Только выйдя из кабинета Неуманна, который вручил ему постановление об освобождении, только после легкого обыска в проходной, где два охранника пошарили у него в карманах и даже не заставили снять ботинки, только увидав Лиду Боссэ, которая сидела в открытом таксомоторе, — Исаев рассмеялся, вспомнив этого рыжего подмаргивающего охранника с его доброй, виноватой улыбкой.
— Максим Максимович, вам идет, когда вы обросший, — сказала Боссэ, — придает мужественности.
— Учту.
— В тюрьме — страшно?
— Очень.
— Я боялась, вы скажете: «Нет».
— Это не очень рискованно, что вы меня встретили?
— Я считаю, что нельзя бояться судьбы. Ее надо искушать… И потом Роман просил… После тюрьмы все хотят спать. Вы — хотите?
— Лично мне после тюрьмы хочется двигаться.
— Подвигайтесь… У меня сегодня бенефис в «Апполо», там вас Роман встретит. По сладкому соскучились? От пирожного теперь не откажетесь?
— Воблы хочу.
— Воблы? Странно… Раньше арестантам давали воблу три раза в неделю… Я ведь в тюрьме воспитывалась… Мой отчим был попечителем забайкальских тюрем.

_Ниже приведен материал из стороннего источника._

PR #3112, opened 2022-11-08
[FEATURE] Add media-browser support to adaptive video & audio elements [MER-1528, MER-1527]

marc-hughes:
Use the torus media-manager to select audio and video URL's for the audio and video components in adaptive lessons. 

Audio editor allows you to preview audio from the editor.

Example Audio Editor:

image

Example Video Editor:

image

### DIFF
--- a/assets/src/components/hooks/useAudio.tsx
+++ b/assets/src/components/hooks/useAudio.tsx
@@ -15,6 +15,7 @@ import { useCallback, useRef } from 'react';
 export const useAudio = (src?: string) => {
   const audioRef = useRef<HTMLAudioElement>(null);
   const [isPlaying, setIsPlaying] = useState(false);
+
   const playAudio = useCallback((event?: any) => {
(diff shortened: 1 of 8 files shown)


assets/src/components/hooks/useAudio.tsx
```diff
@@ -15,16 +15,17 @@ import { useCallback, useRef } from 'react';
...
     event?.preventDefault && event?.preventDefault(); // Fixes https://eliterate.atlassian.net/browse/MER-1503
 
     const audio = audioRef.current;
     if (audio) {
       if (audio.paused) {
         audio.currentTime = 0;
-        setIsPlaying(true);
-        audio.currentTime = 0;
-        audio.play();
+        audio.play().then(() => setIsPlaying(true));
```
marc-hughes, line 26: Found a bug here, where if the audio url wasn't a valid audio file, and you tried to play it, it would get stuck in the playing state.

bsparks (approved):

PR #3137, opened 2022-11-18
MER-1510

dtiwarATS:


assets/src/data/persistence/extrinsic.ts
```diff
@@ -51,7 +52,27 @@ export const readGlobalUserState = async (
     if (lastSet()) {
       await lastSet();
     }
+    let refreshFromServer = false;
     if (keys) {
+      const cacheTimeThreshold = 500000;
```
bsparks, line 57: I don't think this is 5 minutes
```
const second = 1000;
const minute = 60 * second;
const threshold = 5 * minute; // 300,000
```

bsparks:
I'm a little concerned that even 5 minutes is somewhat arbitrary. It seems like no matter what the time is, there is always a risk of it happening at the same time as a write... I suppose however that this *does* cut down on network traffic and database queries, so maybe it will help.

PR #3151, opened 2022-11-30
[BUG FIX] MER-1583 re-enable instructor preview for admins

eliknebel:
This PR re-enables instructor preview for administrators.


darrensiegel:
Can you confirm that this preview mode works for admins when there is an adaptive page in the course hierarchy?

mcass19:
I think we'll need to adapt some preview endpoints to make this work. For instance containers and adaptive pages are throwing exceptions

eliknebel:
Can confirm, container and adaptive previews were broken. To unblock this feature for courses with basic pages, I added some logic to detect this cases and handle them gracefully. Containers now work in preview when there is no user and author is an admin and adaptive activities simply render an "unsupported" message.

Screenshot 2022-12-01 at 12 01 06 PM

mcass19 (approved):

darrensiegel (approved):

PR #3152, opened 2022-12-01
[BUG FIX] Allow grade passback to occur after manual scoring [MER-1460]

darrensiegel:
There's a lot of formatting changes here, but the only change of substance is line 328 of `manual_grading.ex` where I corrected the pattern that was attempting to be matched in the function definition of `maybe_initiate_grade_passback`.  

The results of `Oli.Delivery.Attempts.PageLifecycle.Graded.roll_up_resource_attempts_to_access` were being piped into `maybe_initiate_grade_passback`, yet `maybe_initiate_grade_passback` was trying to match `{:ok, %ResourceAttempt{}}` as the first argument when in actuality it is a `{:ok, %ResourceAccess{}}` that is being passed in.   Since there was a catch all function definition also, this case was never being hit, and thus passback never initiated.

### DIFF
--- a/lib/oli/delivery/attempts/manual_grading.ex
+++ b/lib/oli/delivery/attempts/manual_grading.ex
@@ -12,19 +12,28 @@ defmodule Oli.Delivery.Attempts.ManualGrading do
   alias Oli.Resources.Revision
   alias Oli.Delivery.Attempts.ActivityLifecycle.Evaluate
   alias Oli.Delivery.Attempts.Core
+
   alias Oli.Delivery.Attempts.Core.{
     ResourceAccess,
     ResourceAttempt,
     ActivityAttempt
   }
+
   alias Oli.Activities.Model
 
   def count_submitted_attempts(%Section{} = section) do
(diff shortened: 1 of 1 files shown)


lib/oli/delivery/attempts/manual_grading.ex
```diff
@@ -260,32 +283,52 @@ defmodule Oli.Delivery.Attempts.ManualGrading do
...
         |> maybe_initiate_grade_passback(section)
-      e -> e
+
+      e ->
+        e
     end
   end
 
-  defp maybe_initiate_grade_passback({:ok, %ResourceAttempt{resource_access_id: resource_access_id}}, %Section{id: section_id, grade_passback_enabled: true}) do
+  defp maybe_initiate_grade_passback({:ok, %ResourceAccess{id: resource_access_id}}, %Section{
```
darrensiegel, line 328: This is the only real change.  Corrects the pattern match to target ResourceAccess.

eliknebel (approved):

PR #3154, opened 2022-12-02
[BUG FIX] Move save button [MER-1586]

darrensiegel:
The save button got accidentally moved to the wrong location.

### DIFF
--- a/lib/oli_web/templates/project/overview.html.eex
+++ b/lib/oli_web/templates/project/overview.html.eex
@@ -38,6 +38,8 @@
         <%= select f, :publisher_id, Enum.map(@publishers, &{&1.name, &1.id}), class: "form-control", required: true %>
       </div>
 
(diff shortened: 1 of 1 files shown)


lib/oli_web/templates/project/overview.html.eex
```diff
@@ -59,15 +61,13 @@
...
       <% end %>
+    </div>
 
-    <%= submit "Save", class: "float-left btn btn-md btn-primary mt-2" %>
-      <div class="d-flex flex-row">
-        <div class="flex-grow-1"></div>
-        <%= submit "Save", class: "float-left btn btn-md btn-primary mt-2" %>
-      </div>
+    <div>
+      <%= submit "Save", class: "btn btn-md btn-primary mt-2" %>
```
eliknebel, line 67: It looks like there are still 2 save buttons that both belong to the same form. Is this intentional?

eliknebel (approved):

PR #3161, opened 2022-12-06
MER-1560 | Time Out Notification

dtiwarATS:
Hey @bsparks & @darrensiegel, I am not sure if there already exists a session time out key that can be passed to delivery. I added 'SCREEN_IDLE_TIMEOUT' in 'oli.env' file that holds the screen time out value at the moment. If we already have a key, then I can modify the code to pass that existing session timeout key.


lib/oli_web/controllers/page_delivery_controller.ex
```diff
@@ -287,7 +287,8 @@ defmodule OliWeb.PageDeliveryController do
             section.slug,
             context.page.slug,
             resource_attempt.attempt_guid
-          )
+          ),
+        screenIdleTimeOut: Application.fetch_env!(:oli, :screen_idle_timeout)
```
dtiwarATS, line 291: This is the property that delivery is expecting to get from server. I am not sure if there already exists a key that can be passed to delivery. I added 'SCREEN_IDLE_TIMEOUT' in oli.env file that holds the screen time out value.

dtiwarATS:
I will create another PR later

PR #3162, opened 2022-12-06
MER-1560 | Time-Out Notification

dtiwarATS:
Hey @bsparks and @darrensiegel, I am not sure if there already exists a session time out key that can be passed to delivery. I added 'SCREEN_IDLE_TIMEOUT' in 'oli.env' file that holds the screen time out value at the moment. If we already have a key, then I can modify the code to pass that existing session timeout key.


config/releases.exs
```diff
@@ -89,7 +89,8 @@ config :oli,
       ),
     favicons: System.get_env("BRANDING_FAVICONS_DIR", "/favicons")
   ],
-  node_js_pool_size: String.to_integer(System.get_env("NODE_JS_POOL_SIZE", "2"))
+  node_js_pool_size: String.to_integer(System.get_env("NODE_JS_POOL_SIZE", "2")),
+  screen_idle_timeout: String.to_integer(System.get_env("SCREEN_IDLE_TIMEOUT", "30"))
```
darrensiegel, line 93: All of the other timeout variables express their values in milliseconds.  It might make sense to follow that convention and convert `30` to `30000`, or alternatively to rename the variable to include the units: `SCREEN_IDLE_TIMEOUT_IN_SECONDS`

darrensiegel: I cannot find any other variable that designates type type of timeout, so I think it is fine to introduce a new variable for this.

darrensiegel (changes requested):

config/releases.exs
bsparks: ok, but ideally this should match the session timeout that is set for the whole system or else it's possible that the time could be wrong and the session will still timeout regardless of this helper. 
I assume there *is* a session timeout configured somewhere, perhaps it's just not configured in this way and is part of some other env script? I think we need to keep these 2 values in sync. @eliknebel do you know?

dtiwarATS: The requested variable name changes are done.

config/releases.exs
```diff
@@ -89,7 +89,9 @@ config :oli,
       ),
     favicons: System.get_env("BRANDING_FAVICONS_DIR", "/favicons")
   ],
-  node_js_pool_size: String.to_integer(System.get_env("NODE_JS_POOL_SIZE", "2"))
+  node_js_pool_size: String.to_integer(System.get_env("NODE_JS_POOL_SIZE", "2")),
+  screen_idle_timeout_in_seconds:
+    String.to_integer(System.get_env("SCREEN_IDLE_TIMEOUT_IN_SECONDS", "1,800,000"))
```
bsparks, line 94: I think it was an either or, this would imply that it's 1.8 million seconds. instead this would be in milliseconds. the rename to "IN_SECONDS" would mean that you leave it at `30*60` (for 30 minutes); might even make more sense to rename it to "IN_MINUTES" since it eases the configuration and it's not likely that anyone would configure this for less than 1 minute anyway

config/releases.exs
eliknebel: It sort of depends on whether or not a user is in a persistent session. In either case though I think it uses the POW default. For persistent sessions it looks like this is 30 days https://hexdocs.pm/pow/pow_persistent_session.html#configuration

bsparks: hmm, well I would think the entire reason for even having a feature like this is because students are getting timed out of their sessions while actively working on an adaptive page which is mostly client side and *not* doing a heart beat keep alive. so there must be something somewhere that is configuring this

bsparks: @darrensiegel @eliknebel do you agree? w/ ^^

eliknebel: If the adaptive page is making requests and passing the authenticated cookie along then the session should be extended and follow the defaults configured in pow. We use the keepalive heartbeat as a work around for liveviews which get upgraded to a websocket and do not make these requests and therefore were timing out.

I dont think torus has the concept of a session idle timeout anywhere else currently, so it seems reasonable to add a new config for one and perhaps default it to some reasonable value.

dtiwarATS:
Closing this PR as I have to target the 'post-release-integration' branch. I will create another one.

PR #3163, opened 2022-12-06
working hotspot delivery w/temp authoring

andersweinstein:
Adds an image-hotspot activity with working delivery, suitable for use with ingested courses. Activity may be defined as single selection (behaving like a MCQ) or multiple selection (behaving like CATA).

For authoring, there is only a provisional interface to allow hand-entering and editing of hotspot coordinates in text boxes as comma-separated lists of numbers as follows:

For circle: cx, cy, radius    Example:   150,150, 50
For rect: x1, y1, x2, y2.      Example:    100,100, 150,150
For polygon: x1, y1, x2, y2, x3, y3 [...]  Example: 10,10, 100, 10, 50, 50

Desired hotspot shape is derived from the number of coordinates given. This authoring method was included solely for to allow testing during development, but should be robust enough (though user-unfriendly) to be safely deployed: Unparseable fields in the comma-separated list are ignored and invalid coordinate lists should result in an inactive hotspot that has no effect until corrected.

Note also that changing question type between single and multi-selection re-initializes the question so that the correct choice reverts to the default of first choice in list.

### DIFF
--- a/assets/src/components/activities/image_hotspot/ImageHotspotDelivery.tsx
+++ b/assets/src/components/activities/image_hotspot/ImageHotspotDelivery.tsx
@@ -1,0 +1,195 @@
+import React, { useEffect, useReducer, useRef } from 'react';
+import ReactDOM from 'react-dom';
+import { DeliveryElement, DeliveryElementProps } from '../DeliveryElement';
+import { getShape, Hotspot, ImageHotspotModelSchema } from './schema';
+import * as ActivityTypes from '../types';
+import { StemDelivery } from '../common/stem/delivery/StemDelivery';
+import { configureStore } from 'state/store';
+import {
+  activityDeliverySlice,
+  ActivityDeliveryState,
+  initializeState,
+  setSelection,
+  resetAction,
+  PartInputs,
+  isEvaluated,
+  listenForParentSurveySubmit,
+  listenForParentSurveyReset,
+  listenForReviewAttemptChange,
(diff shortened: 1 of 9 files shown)


assets/src/components/activities/image_hotspot/ImageHotspotDelivery.tsx
```diff
@@ -0,0 +1,195 @@
...
+import { HintsDeliveryConnected } from '../common/hints/delivery/HintsDeliveryConnected';
+import { EvaluationConnected } from '../common/delivery/evaluation/EvaluationConnected';
+import { GradedPointsConnected } from '../common/delivery/graded_points/GradedPointsConnected';
+import { ResetButtonConnected } from '../common/delivery/reset_button/ResetButtonConnected';
+import { useDeliveryElementContext, DeliveryElementProvider } from '../DeliveryElementProvider';
+import { castPartId } from '../common/utils';
+import { toSimpleText } from 'components/editing/slateUtils';
+import guid from 'utils/guid';
+import { Choices } from '../common/choices/authoring/ChoicesAuthoring';
+import { ConsoleLogger } from 'typedoc/dist/lib/utils';
```
eliknebel, line 32: Should these unused imports be removed?

eliknebel (changes requested):
Is example_content.json being used anywhere or should it be removed?

eliknebel (approved):

PR #3166, opened 2022-12-06
[ENHANCEMENT] [MER-1153] PR1 Auto push publication to products and sections

### LINKED ISSUE #3134: Publication updates to product created course sections can violate intent of product
This issue really points to some holes in our logic for applying publication updates to course sections, specifically those created from a product.  

Keeping in mind that a key use case of products is to allow a product creator to provide an "open and free" version of their materials, where all graded pages are removed, consider the following steps:

1. Author creates a new project, adding a practice page and a graded quiz.  The project is published.
2. The author then creates a Product, customizing its content only by removing the graded quiz.
3. An instructor creates a course section *from the product*.  They now have a course section that contains just the practice page. 
4. The author adds to their project a second graded page, a "Final Exam", and issues a new publication.  The author does not update the product. 
5. The instructor sees this new publication is available and applies it to their open and free section.   

The problem here is that the course section now contains the practice page and the final exam.

eliknebel:
This PR adds the capability to automatically push a publication update to course sections and products from the publish page according to the approach outlined in the first section of the FDD https://docs.google.com/document/d/1nGmt1UokwrV3ss3HXfeEbOXpNhrTG59aaAZSB55o1R4/edit?pli=1#.

It also greatly improves the update "intelligence" by utilizing a custom diffing algorithm "AIRRO" in order to determine what updates to resources to apply depending on 3 different common cases.

Followup work will involve tracking changes within a product in order to better apply structural updates to products. This PR will only apply minor updates to a product, requiring a manual remix step in order to bring in new resources.

Finally this PR includes a refactoring of `alias Oli.Publishing.Publication` to a more proper location `alias Oli.Publishing.Publications.Publication`.

https://eliterate.atlassian.net/browse/MER-1153

Closes #3134


darrensiegel (approved):
Nice work. The Agent based diff sharing was an interesting approach.  I was worried when I saw it that it would not be robust to server restarts, but then I saw you have a JIT diff calculation that takes place if the agent does not have that state.

PR #3168, opened 2022-12-07
[ENHANCEMENT] Streamline saving of parts [MER-1597]

marc-hughes:
This will cause the adaptive player to batch attempts to save parts together in a single request and throttle them to a reasonable rate.

From a user-perspective, the only thing you might notice is a browser warning if you try to navigate away from a page while there is still a queue of requests outstanding.

The easiest way to see the problem is to enter an adaptive lesson with a slider component. If you slide that up and down, before this change you'll see hundreds of server requests. After this change, you'll see far fewer. (max of one per 2-seconds after releasing the slider, or every 5 seconds while actively manipulating it)

I've tested this on the inspark gas-laws and concentration lessons, as well as some simple ones I authored.

If you have a screen with multiple layers, you may see multiple requests since each layer may need to be updated individually, but the throttling rules will apply to each of those.


assets/src/components/parts/janus-slider/Slider.tsx
```diff
@@ -240,7 +240,7 @@ const Slider: React.FC<PartComponentProps<SliderModel>> = (props) => {
       const options = [];
       const numberOfTicks = (maximum - minimum) / snapInterval;
       for (let i = 0; i <= numberOfTicks; i++) {
-        options.push(<option value={i * snapInterval}></option>);
+        options.push(<option key={i} value={i * snapInterval}></option>);
```
marc-hughes, line 243: unrelated react warning here.

darrensiegel (approved):
Looks good.

bsparks (approved):
lgtm

PR #3859, opened 2023-07-07
[MER-2238] Fix student proficiency in content tab

nicocirio:
[Link](https://eliterate.atlassian.net/browse/MER-2238) to the ticket

### Before
image

### After
image


darrensiegel (approved):
Excellent!  This solution is great as it only does the page specific proficiency queries when the course only has pages

PR #3870, opened 2023-07-09
[ENHANCEMENT] Improve course creation [MER-2095]

darrensiegel:
This PR addresses the core issue pointed in [MER-2095], which is that the "Next" button can be scrolled off of the page, making it confusing for the user to know how to proceed to Step 2.  This PR makes a change to automatically move to Step 2 after the user 'selects' a source.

Исаев изумленно взглянул на женщину.
— Удивлены? Я его застрелила… Он велел наказать розгами человека, которого я любила, а тот человек после этого покончил с собой…
— Сколько помнится, фамилия попечителя была Виноградов?
— Надеюсь, вы здесь тоже не под отцовской фамилией?
— А покончил с собой Сережа Блинов, большевик, да?
— Да. Поэтому я с вами. Именно поэтому, — серьезно и тихо сказала Лида. — Я ведь и у Деникина для вас была.
Когда они вошли в номер, Лида вызвала полового и попросила:
— Пожалуйста, принесите воблы и водки. И если можно, — она взглянула на Исаева, — разварной картошки, икры и горячих калачей.